INVESTING EXPLAINED: What you need to know about milestone moments

In this series, we debunk the jargon and explain a popular investment term or theme. These are milestone moments.

An assortment of greeting cards for special birthdays and anniversaries?

You’re on the right track. This is a stock market term for key moments in the direction of indices such as the FTSE 100, the Dow Jones and the S&P 500. When an index reaches a level of, for example, 1,000 or 8,000, it leads to a flood of commentary about the obvious . Investors need to think long-term, but it’s only natural that they are interested in milestone moments. In any case, they will make you reconsider your goals.

About a year ago the FTSE 100 briefly rose above 8,000. Some at the time thought the only way was up. Unfortunately, thanks to geopolitical tensions and rising interest rates, they were wrong.

Why are we reading about these moments now?

The US S&P 500 index reached a record 5,000 points last week, a milestone that sparked major debate over its next steps.

At the end of last year, the average forecast for the S&P 500 in 2024 was 5068, but this target is likely to be exceeded.

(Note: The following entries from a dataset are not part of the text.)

Issue #1193, opened 2019-04-26
Unable to load atb campaign due to heat sinks?


MarcJC:
[loaderror.zip](https://github.com/MegaMek/mekhq/files/3122867/loaderror.zip)

Playing HQ ATB 45.4 and after finishing a mission I saved before starting the second mission.  
When opening the second mission all mech icons were missing, although bot vehicles still showed.  
Closed out MegaMek and reloaded but no change.  

Tried rebooting my laptop to see if that would fix the issue but was unable to load the most recent or even a day or two back in the campaign.  

Attached Log files saves, last autosave, and customs in zip for debugging.  

Looking at the log file on loading I see this    

mod_weapons failed for Starfire SF-1X (Prototype) - Invalid quirk!
java.lang.ClassCastException: mekhq.campaign.parts.equipment.HeatSink cannot be cast to mekhq.campaign.parts.Armor
	at mekhq.campaign.io.CampaignXmlParser.parse(CampaignXmlParser.java:590)
	at mekhq.campaign.CampaignFactory.createCampaign(CampaignFactory.java:88)
	at mekhq.gui.dialog.DataLoadingDialog$Task.doInBackground(DataLoadingDialog.java:210)
	at mekhq.gui.dialog.DataLoadingDialog$Task.doInBackground(DataLoadingDialog.java:129)
	at javax.swing.SwingWorker$1.call(Unknown Source)
	at java.util.concurrent.FutureTask.run(Unknown Source)
	at javax.swing.SwingWorker.run(Unknown Source)
	at java.util.concurrent.ThreadPoolExecutor.runWorker(Unknown Source)
	at java.util.concurrent.ThreadPoolExecutor$Worker.run(Unknown Source)

I am not using a starfire at all and I have no idea why it's heat sinks would cause any type of error.  

Any help in recovering my saves would be much appreciated.

sixlettervariables:
This is related to a refit actually, the message above that is a red herring. It appears the armor allocated for a refit somehow got mixed up with a heat sink? Not sure why. I'm going to look into restoring your CPNX.

sixlettervariables:
I've added new logging and it looks like two refits are the issue:
```
21:33:17,604 ERROR [mekhq.campaign.io.CampaignXmlParser] {SwingWorker-pool-1-thread-1} 
[...]

Issue #1180, opened 2019-04-15
Unable to open campaign file


kipstafoo:
After shutting down MHQ, I am unable to reload my campaign files. The error in the log is below.

I have attached the campaign file plus all custom mechfiles for the campaign.
[bug data.zip](https://github.com/MegaMek/mekhq/files/3082227/bug.data.zip)

`
Attempted to change ammo type of non-ammo
Attempted to change ammo type of non-ammo
java.lang.ClassCastException: megamek.common.weapons.ppc.ISERPPC cannot be cast to megamek.common.AmmoType
	at mekhq.campaign.parts.equipment.LargeCraftAmmoBin.getFullShots(LargeCraftAmmoBin.java:156)
	at mekhq.campaign.parts.equipment.LargeCraftAmmoBin.updateConditionFromEntity(LargeCraftAmmoBin.java:283)
	at mekhq.campaign.unit.Unit.runDiagnostic(Unit.java:584)
	at mekhq.campaign.io.CampaignXmlParser.parse(CampaignXmlParser.java:672)
	at mekhq.campaign.CampaignFactory.createCampaign(CampaignFactory.java:88)
	at mekhq.gui.dialog.DataLoadingDialog$Task.doInBackground(DataLoadingDialog.java:210)
	at mekhq.gui.dialog.DataLoadingDialog$Task.doInBackground(DataLoadingDialog.java:129)
	at javax.swing.SwingWorker$1.call(Unknown Source)
	at java.util.concurrent.FutureTask.run(Unknown Source)
	at javax.swing.SwingWorker.run(Unknown Source)
	at java.util.concurrent.ThreadPoolExecutor.runWorker(Unknown Source)
	at java.util.concurrent.ThreadPoolExecutor$Worker.run(Unknown Source)
`

The offending unit is the Overlord (2762b). By removing this unit and updating anyone assigned to it, the campaign file loads just fine. I tried a smaller test-case by creating a new campaign with only this unit but the campaign file loaded and the unit entries in the two campaign files looked the same so I'm not able to currently offer more insight into why the main campaign file fails to load.

kipstafoo:
As an update, after manually removing the DS, I re-added it and re-assigned all the crew members to it (oddly, all but one had lost their skills so I had to fix that). After doing this I saved and restarted and the new campaign file works. It looks like something got corrupted along the way. I've attached the newly working campaign file in case you want to diff it.


[...]

Issue #1138, opened 2019-03-04
45.3 After refit, cant open "Repair Bay" tab in MekHQ


Arakash0:
### Environment
MeqHQ 0.45.3
Java version 1.8.0_181
Windows 7

### Description
On the day a refit of a Mech (an ON-1MA) was finished, when I pressed the repair bay tab the repair view did not appear. I believe the mech was showing as damaged in the hanger list.

After saving and reloading, the problem seemed to be fixed.

Following error is visible in the mekhqlog:
```
Exception in thread "AWT-EventQueue-0" java.lang.NullPointerException
	at mekhq.campaign.parts.equipment.AmmoBin.isOmniPodded(AmmoBin.java:812)
	at mekhq.campaign.parts.equipment.AmmoBin.getActualTime(AmmoBin.java:443)
	at mekhq.campaign.parts.Part.getTimeLeft(Part.java:826)
	at mekhq.campaign.parts.equipment.AmmoBin.getDesc(AmmoBin.java:497)
	at mekhq.gui.model.TaskTableModel.getValueAt(TaskTableModel.java:53)
	at javax.swing.table.TableRowSorter$TableRowSorterModelWrapper.getValueAt(Unknown Source)
	at javax.swing.DefaultRowSorter.compare(Unknown Source)
	at javax.swing.DefaultRowSorter.access$100(Unknown Source)
	at javax.swing.DefaultRowSorter$Row.compareTo(Unknown Source)
	at javax.swing.DefaultRowSorter$Row.compareTo(Unknown Source)
	at java.util.ComparableTimSort.countRunAndMakeAscending(Unknown Source)
	at java.util.ComparableTimSort.sort(Unknown Source)
	at java.util.Arrays.sort(Unknown Source)
	at javax.swing.DefaultRowSorter.sort(Unknown Source)
	at javax.swing.DefaultRowSorter.allRowsChanged(Unknown Source)
	at javax.swing.JTable.notifySorter(Unknown Source)
	at javax.swing.JTable.sortedTableChanged(Unknown Source)
	at javax.swing.JTable.tableChanged(Unknown Source)
	at javax.swing.table.AbstractTableModel.fireTableChanged(Unknown Source)
	at javax.swing.table.AbstractTableModel.fireTableDataChanged(Unknown Source)
	at mekhq.gui.model.DataTableModel.setData(DataTableModel.java:45)
	at mekhq.gui.RepairTab.refreshTaskList(RepairTab.java:798)
[...]

Issue #1123, opened 2019-02-26
45.3 ATB Campaign wont load


Arakash0:
### Environment
MeqHQ 0.45.3
Java version 1.8.0_181
Windows 7

### Description
Cant load several of the campaign saves i made in the last few hours. Ive attached the latest one that isn't working below.
I thought this might be this bug: https://github.com/MegaMek/mekhq/issues/1096
but the error message in MekHQlog seems to be different to the one listed there.

~~If there is any kind of workaround i could use to keep playing until the next release comes out i would be eternally grateful.~~
Edit: When sixlettervariables mentioned the refits might be the cause, found a workaround by deleting the refits in the save which let me load the campaign

### Files
[Campaign Save.zip](https://github.com/MegaMek/mekhq/files/2903750/Campaign.Save.zip)
[mechfiles.zip](https://github.com/MegaMek/mekhq/files/2903751/mechfiles.zip)
[mekhqlog.zip](https://github.com/MegaMek/mekhq/files/2903752/mekhqlog.zip)

sixlettervariables:
Exception from log:
```
java.lang.ClassCastException: mekhq.campaign.parts.MekLocation cannot be cast to mekhq.campaign.parts.Armor
	at mekhq.campaign.io.CampaignXmlParser.parse(CampaignXmlParser.java:595)
	at mekhq.campaign.CampaignFactory.createCampaign(CampaignFactory.java:88)
	at mekhq.gui.dialog.DataLoadingDialog$Task.doInBackground(DataLoadingDialog.java:194)
	at mekhq.gui.dialog.DataLoadingDialog$Task.doInBackground(DataLoadingDialog.java:118)
	at javax.swing.SwingWorker$1.call(Unknown Source)
	at java.util.concurrent.FutureTask.run(Unknown Source)
	at javax.swing.SwingWorker.run(Unknown Source)
	at java.util.concurrent.ThreadPoolExecutor.runWorker(Unknown Source)
	at java.util.concurrent.ThreadPoolExecutor$Worker.run(Unknown Source)
```

sixlettervariables:
Were you doing a refit?

https://github.com/MegaMek/mekhq/blob/83862b6d8caddfc3651f7c8d6411ae5b5147132c/MekHQ/src/mekhq/campaign/io/CampaignXmlParser.java#L595-L596

Arakash0:
Yes.
From memory several refits were ongoing in the last few hours i was playing.

[...]

PR #1216, opened 2019-06-16
Track part ID moves during campaign loads that may affect refits

sixlettervariables:
This is an experimental change that may fix the tough to track down part ID changes affecting refits at CPNX load #1193 #1180 #1138 #1123 (to name a few).

*note: best compared with whitespace ignored*

### DIFF
--- a/MekHQ/src/mekhq/campaign/Campaign.java
+++ b/MekHQ/src/mekhq/campaign/Campaign.java
@@ -1554,13 +1554,36 @@ public class Campaign implements Serializable, ITechManager {
             for (Unit u : getUnits()) {
                 Refit r = u.getRefit();
                 // If there is a refit and this part matches the new armor, update the ID
-                if (null != r && r.getNewArmorSuppliesId() == p.getId()
-                    && mergedWith instanceof Armor) {
-                    MekHQ.getLogger().info(Campaign.class, "addPartWithoutId",
-                        String.format("%s (%d) was merged with %s (%d) used in a refit for %s", p.getName(),
-                            p.getId(), mergedWith.getName(), mergedWith.getId(), u.getName()));
-                    Armor mergedArmor = (Armor)mergedWith;
-                    r.setNewArmorSupplies(mergedArmor);
+                if (null != r) {
+                    if (mergedWith instanceof Armor
+                        && r.getNewArmorSuppliesId() == p.getId()) {
+                        MekHQ.getLogger().info(Campaign.class, "addPartWithoutId",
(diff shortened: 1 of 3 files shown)


MekHQ/src/mekhq/campaign/Campaign.java
```diff
@@ -1425,23 +1426,26 @@ public void addPart(Part p, int transitDays) {
                         ((Armor) spare).setAmount(((Armor) spare).getAmount()
                                 + ((Armor) p).getAmount());
                         MekHQ.triggerEvent(new PartChangedEvent(spare));
+                        p.setId(-1);
```
NickAragua: What does the -1 part ID signify?

MekHQ/src/mekhq/campaign/Campaign.java
```diff
@@ -1516,30 +1520,73 @@ public void addPartWithoutId(Part p) {
...
+                            }
+                        }
+                        ids = r.getNewUnitPartIds();
+                        for (int ii = 0; ii < ids.size(); ++ii) {
+                            int nid = (int)ids.get(ii);
+                            if (p.getId() == nid) {
+                                MekHQ.getLogger().info(Campaign.class, "addPartWithoutId",
+                                String.format("%s (%d) was merged with %s (%d) used in the new unit in a refit for %s", p.getName(),
+                                    p.getId(), mergedWith.getName(), mergedWith.getId(), u.getName()));
+                                ids.set(ii, mergedWith.getId());
```
NickAragua: What's the point of adding elements to the ids collection if you're not using it? Is it just a debugging thing?

MekHQ/src/mekhq/campaign/Campaign.java
sixlettervariables: Code which writes parts in some areas uses a full part description if the ID is less than or equal to zero. This is an attempt to force that if that code is the cause of the refit bugs.

MekHQ/src/mekhq/campaign/Campaign.java
sixlettervariables: Those are loaded at CPNX read and eventually get out of sync. I'm not sure if these IDs getting out of sync are the proximate cause, but it seemed worth doing if we can.

MekHQ/src/mekhq/campaign/Campaign.java
sixlettervariables: (The full description can't have an ID get out of sync, because it creates a brand new part)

Turning point: When an index reaches a new level, there is a flood of commentary about what lies ahead

Optimism rose in late 2023 as the S&P 500 rebounded 20 percent from its October low on hopes that slowing inflation would lead to three rate cuts in 2024.

Why so much fuss about the S&P?

The Dow Jones is perhaps the best-known American index, but only covers the 30 most traded stocks. The S&P 500 is seen as a better guide to sentiment as its components represent approximately 80% of the market’s total value. This index was launched in 1923. Initially it had only 233 stocks, but it was expanded to 500 in 1957. On February 2, 1998, it reached its first milestone of 1,000.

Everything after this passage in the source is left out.